Polk County Sheriff Grady Judd is asking interested citizens to step up to the plate and help take a bite out of crime, by taking part in his new Volunteer Sheriff’s Service Officer Program.
Several information sessions are coming up next month.
This is a new volunteer program that aims to bring together citizen volunteers to provide non-emergency law enforcement services that don’t need to be handled by a deputy.
Instead, the sheriff would create his own “eyes and ears” force — a uniformed, unarmed group of civilian volunteers who want an opportunity to assist the Polk County Sheriff’s Office in keeping Polk County a safe place to live.
This volunteer program is based on a current one, the Sheriff’s Service Officer Program, which brings together civilians to conduct a variety of non-emergency law enforcement services. In some ways, Judd said, this latest program is an expansion of what is currently in place.
“This program builds on our highly successful Citizens’ Assisted Patrol program, Judd said. “We are broadening the concept of citizen involvement from the neighborhood level to countywide.”
There are plenty of different tasks for the volunteers to perform, he added.
“These citizen volunteers will assist our deputies in many capacities,” Judd said.
In fact, because of what Judd said would be high level of responsibility for the new volunteers, an extensive 120 hour training program is required.

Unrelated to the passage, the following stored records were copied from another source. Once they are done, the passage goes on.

PR #1768, opened 2023-10-03
Validations to ensure that the reference config files stay upto date

### LINKED ISSUE #1766: Add tests to check staleness of checked-in reference config files
There are a few reference config files checked-in in the `Service.Tests` directory. Whenever there is a change in the way CLI generates a config file, these reference config file needs to be updated to reflect the latest changes.

At the moment, there is no validation to ensure that these reference files are as per the latest format. So, these config files tends to go out of date. 

Hence, add tests to ensure that these reference config files stay up to date.

severussundar:
## Why make this change?

- Closes #1766 
  - There are 4 reference config files in the repo - `dab-config.MsSql.json`, `dab-config.MySql.json`, `dab-config.PostgreSql.json` and `dab-config.CosmsDb_NoSql.json`
  - When there are changes to the config file - addition of new elements, roles, entities, etc. these reference config files also need to be updated so that they stays up to date.
  - At the moment, there are no validations to ensure this and as a result, the config files tend to miss out on some of the changes. 

## What is this change?

- Validations for each config file are added to ensure that the reference config file is up to date with the latest way the CLI generates the config files. For each database type, the checked in reference file and the one generated by CLI for the integration tests are compared.
- All the reference config files are renamed from `dab-config.*.json` to `dab-config.*.reference.json` - The config generator scripts generate config files for integration tests with the name `dab-config.<database_type>.json`. In the repo, the reference file are named the same (`dab-config.<database_type>.json`). The config generator script, first deletes the file with the same name before executing the `dab` commands (in-order to generate the necessary config file for integration test).  To be able to compare the contents of the both the files - checked in reference file and the one generated by config generator script; both needs to exist during integration tests. Hence, the renaming of the reference config files. 
- Validations are added to compare the reference config file and the CLI generated config file.

## How was this tested?

- [x] Integration Tests
- [x] Unit Tests


src/Service.Tests/Unittests/SqlMetadataProviderUnitTests.cs
```diff
@@ -102,6 +102,7 @@ public async Task CheckExceptionForBadConnectionStringForMsSql(string connection
         /// <code>Check: </code> Making sure table prefix matches expected prefix.
         /// </summary>
         [DataTestMethod]
+        [TestCategory(TestCategory.MSSQL)]
```
severussundar, line 105: This test looks for `dab-config.MsSql.json` file but it is unavailable in the build pipeline. The logic for fetching the file cannot be modified to read from `dab-config.MsSql.reference.json` as other tests also share that logic. 
Hence, running this test as part of the MsSql integration test pipeline (The other tests that use the same helper method to look for `dab-config.MsSql.json` already run as part of the MsSql integration test pipeline)

src/Service.Tests/Configuration/ConfigurationTests.cs
```diff
@@ -943,6 +944,95 @@ private Task ConfigFileDeserializationValidationHelper(string jsonString)
...
 
+        /// <summary>
+        /// Helper method to parse the config json string and set the connection string field to a given string.
+        /// </summary>
+        /// <param name="configJsonString">Config Json string</param>
+        /// <param name="newConnectionString">Value to update the connection string with</param>
+        /// <returns>Config Json string with connection string set to the given value</returns>
+        private static string UpdateConnectionStringWithCustomValue(string configJsonString, string newConnectionString)
+        {
+            JObject configJson = JObject.Parse(configJsonString);
```
seantleonard, line 955: Did you rule out usage of `JsonNode` from system.text.json?  https://learn.microsoft.com/en-us/dotnet/standard/serialization/system-text-json/use-dom#use-jsonnode

src/Service.Tests/Configuration/ConfigurationTests.cs
```diff
@@ -943,6 +944,95 @@ private Task ConfigFileDeserializationValidationHelper(string jsonString)
             return Verify(runtimeConfig);
         }
 
+        /// <summary>
+        /// Helper method to parse the config json string and set the connection string field to a given string.
+        /// </summary>
+        /// <param name="configJsonString">Config Json string</param>
+        /// <param name="newConnectionString">Value to update the connection string with</param>
+        /// <returns>Config Json string with connection string set to the given value</returns>
+        private static string UpdateConnectionStringWithCustomValue(string configJsonString, string newConnectionString)
```
seantleonard, line 953:
```suggestion
        private static string UpdateConnectionString(string configJsonString, string newConnectionString)
```

src/Service.Tests/Configuration/ConfigurationTests.cs
```diff
@@ -943,6 +944,95 @@ private Task ConfigFileDeserializationValidationHelper(string jsonString)
...
+        {
+            JObject configJson = JObject.Parse(configJsonString);
+            configJson["data-source"]["connection-string"] = newConnectionString;
+            return configJson.ToString();
+        }
+
+        /// <summary>
+        /// Validates that the checked-in reference config file for MsSql (dab-config.MsSql.reference.json) reflects the latest format with which
+        /// the CLI generates the config files.
+        /// The pipeline that runs the integration tests for MsSql, generates a config file (dab-config.MsSql.json) and uses this for all the tests.
```
seantleonard, line 963: Do these integration tests run locally and pass?

src/Service.Tests/Configuration/ConfigurationTests.cs
```diff
@@ -943,6 +944,95 @@ private Task ConfigFileDeserializationValidationHelper(string jsonString)
...
+        /// This test compares these two files to make sure that the reference config file is up to date.
+        /// </summary>
+        [TestMethod]
+        [TestCategory(TestCategory.MSSQL)]
+        public void TestReferenceConfigFileIsInLatestFormatForMsSql()
+        {
+            string referenceConfigJson = File.ReadAllText($"{CONFIGFILE_NAME}.{MSSQL_ENVIRONMENT}.{REFERENCE_CONFIG_FILE_SUFFIX}{CONFIG_EXTENSION}");
```
seantleonard, line 970: Is the mssql config file only present in the file system when the `[TestCategory(TestCategory.MSSQL)]` attribute is added to this test method?

seantleonard (changes requested):

src/Service.Tests/Configuration/ConfigurationTests.cs
Aniruddh25: Instead of different functions for all the dbs, can we use DataRow for each db type and run these tests at the end of Build similar to the Unit Tests?

src/Service.Tests/Unittests/SqlMetadataProviderUnitTests.cs
Aniruddh25: can we move the generation of `dab-config.MsSql.json` from the integration test pipeline to the build pipeline so that these unit tests stay as unit tests?

Aniruddh25 (approved):
LGTM, but wonder if the validation can be done as part of unit test instead of integration

seantleonard:
Latest update: new approach to be taken, so @severussundar will be closing this pr.

seantleonard:
Need to call out specifically in either tracking issue/new pr: ensure that this doesn't extend the runtime of the pipelines. Each integration test pipeline takes 2.5-3 minutes to run the configscript.txt files that use the cli to create a config. Doing this in unit test pipeline seems excessive.

Aniruddh25:
If moving the generation of files to unit test pipeline increases build time, we need to instead make one of the tests in SqlMetadataProviderUnitTests as integration tests since that needs `[TestCategory(TestCategory.MSSQL)]`.

severussundar:
Will be performing the validation through a new approach - so closing this PR for now.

Anyone interested in volunteering can attend an upcoming information session at the Sheriff’s Operations Center, 1891 Jim Keene Boulevard in Winter Haven.
The sessions are Monday, Oct. 29 at 10 a.m.; Tuesday, Oct. 30 at 2 p.m.; and Thursday, Nov. 1 at 6 p.m. in the “PROCAP” room.
Signs at the building’s entrance will direct the volunteers to the information session.
The volunteers who sign up will be taking part in a program that aims to increase law enforcement visibility, crime prevention, and deterrence through highly visible patrols in marked vehicles — and uniformed volunteers.
The volunteers will supplement the work being done by sworn deputies, by handling specific calls for service, and duties that don’t require law enforcement authority.
Those duties will include:
* House checks for homes that are vacant, are being foreclosed on, or where the owners are on vacation;
* After-hours business and commercial checks and patrol;
* Neighborhood patrols;
* Traffic accidents that don’t involve injuries;
* Initiatives aimed at promoting school zone safety;
* Traffic monitoring and radar surveys;
* Traffic and pedestrian controls around traffic accidents or special events;
* Assistance for stranded motorists;
* Follow-up reports in neighborhoods targeted for property crimes;
* and assistance on criminal investigations.
“We are looking forward to building a highly capable group of men and women who will take an active role helping us keep Polk County safe,” Judd said.
The Polk County Sheriff’s Office already has more than 3,200 volunteers who help out in numerous sheriff’s Office functions and the CAP program, noted Carrie Eleazer, public information officer for the sheriff’s office.
Volunteers now work in departments like Animal Control, Records, Human Resources, Special Operations, the Dive Team and Mounted Patrol, the county jails, Seniors vs. Crime — a project between the Polk County Sheriff’s Office and the Florida Attorney General’s Office — and a volunteer chaplain program.
CAP began in 2003 and “Their motto is ‘Observe and report,’ ” Eleazer noted. “There are approximately 3,000 CAP volunteers within 53 communities and on two recreational trails. In 2011, they donated more than 100,486 labor hours.”
For the sheriff’s office — and for county taxpayers — that’s a yearly savings on labor costs of $1,746,446, she noted.
For patrol duties, volunteers use 40 golf carts and 23 patrol cars, and also patrol in neighhborhoods on foot and by bicycle.